10月28日~11月5日に一般公開された第45回東京モーターショー。写真は日産自動車のコンセプトカー「iMX」

 11月5日まで開催されていた第45回東京モーターショーは大賑わいだった。この3連休の中でも、11月3日が11万2000人、4日が10万2200人と連日10万人を超えており、どのブースも活況だったようだ。累計来場者数は77万1200人と伝えられており、2015年に開催された第44回の81万2500人と比較すると、約4万人の減少。それでも、第43回の90万2800人から約9万人減った第44回に比べれば、減少傾向に一応の歯止めがかかったとはいえると思う。

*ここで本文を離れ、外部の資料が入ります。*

PR #186, opened 2025-05-22
[FEAT] Llama-index LLM updates and reasoning effort parameter for OpenAI 'O' series models

pk-zipstack:
## What

- Updated Openai, vertexAI and Anthropic llama-index llm libraries.
- Added reasoning effort parameter for openai models

## Why

- customers requested O3 model for it's reasoning capabilities and low cost.
- Reasoning effort parameter gives control over the strength of reasoning for O series models.

## How

- Updated the respective libraries for the support of the new models.
- Included the parameter `reasoning_effort` from llama-index.

## Relevant Docs

-

## Related Issues or PRs

-

-

## Notes on Testing

Tested the updated models and the reasoning parameter by running the same in prompt-studio.

## Screenshots

image

## Checklist


src/unstract/sdk/__init__.py
```diff
@@ -1,4 +1,4 @@
-__version__ = "v0.71.1"
+__version__ = "v0.71.2"
```
chandrasekharan-zipstack, line 1:
```suggestion
__version__ = "v0.72.0"
```
Bump the minor version since its a new feature

src/unstract/sdk/adapters/llm/open_ai/src/static/json_schema.json
```diff
@@ -60,6 +60,53 @@
       "title": "Timeout",
       "default": 900,
       "description": "Timeout in seconds"
+    },
+    "enable_reasoning": {
+      "type": "boolean",
+      "title": "Enable Reasoning",
+      "default": false,
+      "description": "Allow the model to apply extra reasoning for complex tasks. May increase latency and cost. Only applicable for [O series models](https://platform.openai.com/docs/models#reasoning)."
```
chandrasekharan-zipstack, line 68: NIT: If we can quantify the increase in latency and cost it might be swell. However don't fret over this, an estimate based on your testing would also suffice

chandrasekharan-zipstack (approved):

pyproject.toml
```diff
@@ -26,7 +26,7 @@ dependencies = [
     "python-magic~=0.4.27",
     "python-dotenv==1.0.0",
     # Adapter changes
-    "llama-index==0.12.8",
+    "llama-index==0.12.37",
```
gaya3-zipstack, line 29: @pk-zipstack Are we not updating all adapter-packages alongwith this llama-index upgrade? Or the other llama-index packs have not gone past the mentioned versions here?
Eg. latest on  "llama-index-vector-stores-postgres" is still 0.4.1 only?

src/unstract/sdk/adapters/llm/open_ai/src/open_ai.py
```diff
@@ -70,10 +73,15 @@ def get_llm_instance(self) -> LLM:
                 "max_tokens": max_tokens,
             }
 
-            # O-series models default to temperature=1, ignoring passed values, so it's not set explicitly.
+            # O-series models default to temperature=1
             if model not in O1_MODELS:
                 llm_kwargs["temperature"] = 0
 
+            if enable_reasoning:
```
gaya3-zipstack, line 80: Should we have a check here to process reasoning related fields only if the models belong to O series?

pyproject.toml
pk-zipstack: @gaya3-zipstack I've only updated the LLMs packages to meet the specific model requirements, while the other packages were minor version changes. However, if you feel it's better to update all packages for consistency or other reasons, I'll proceed to make those changes and update the PR accordingly.

src/unstract/sdk/adapters/llm/open_ai/src/open_ai.py
pk-zipstack: It doesn't make sense, since llama-index does the same in their internal code. When the model is not of an "O" series, the reasoning effort doesn't get passed through. Even the enable reasoning parameter is redundant. I've added it so the user doesn't get confused when they don't want the reasoning feature. We can even remove the `enable reasoning` checkbox if that doesn't add anything to the UX.
CC: @chandrasekharan-zipstack

pyproject.toml
pk-zipstack: Vikash wanted the support for the o3 model for the testing of reasoning capabilities @gaya3-zipstack. I think it will be a blocker for him if we update all packages and perform testing across them since it will delay the support for the model. Can we merge this PR and update the all the other packages in a separate PR?

gaya3-zipstack: Let us proceed for now as you say this is a blocker
CC: @VikashPratheepan @pk-zipstack

gaya3-zipstack (approved):
Approving as this is a blocker for @VikashPratheepan 
Pls pick up version upgrade of adapters as soon as possible @pk-zipstack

 ピーク時には200万人を超える入場者数を誇った東京モーターショーの全盛期を知る身としては、やはやや寂しい気もするが、一方で、自動車離れが叫ばれる現在、頑張っているという感じもする。というのも、このコラムの過去の記事「異例ずくめの『フランクフルトモーターショー』」でお伝えしたフランクフルトモーターショーは、2017年開催の今回、来場者数が約81万人と、2015年に開催した前回の約93万人に比べて大幅に来場者数が減ってしまったからだ。この約81万人というのは、くしくも前回、そして今回の東京モーターショーの来場者数に近い。

 フランクフルトモーターショーは展示総面積が約23万5000平方メートルと、今回の東京モータショーの約8万7000平方メートルに比べると3倍近い大規模なモーターショーである。そのことを考えれば、東京モーターショーは健闘していると感じたのだ。まあ、日本は人口がドイツの約1.5倍もいるのだから、来場者数ももっと多くていいはず、という考え方もあるだろうが。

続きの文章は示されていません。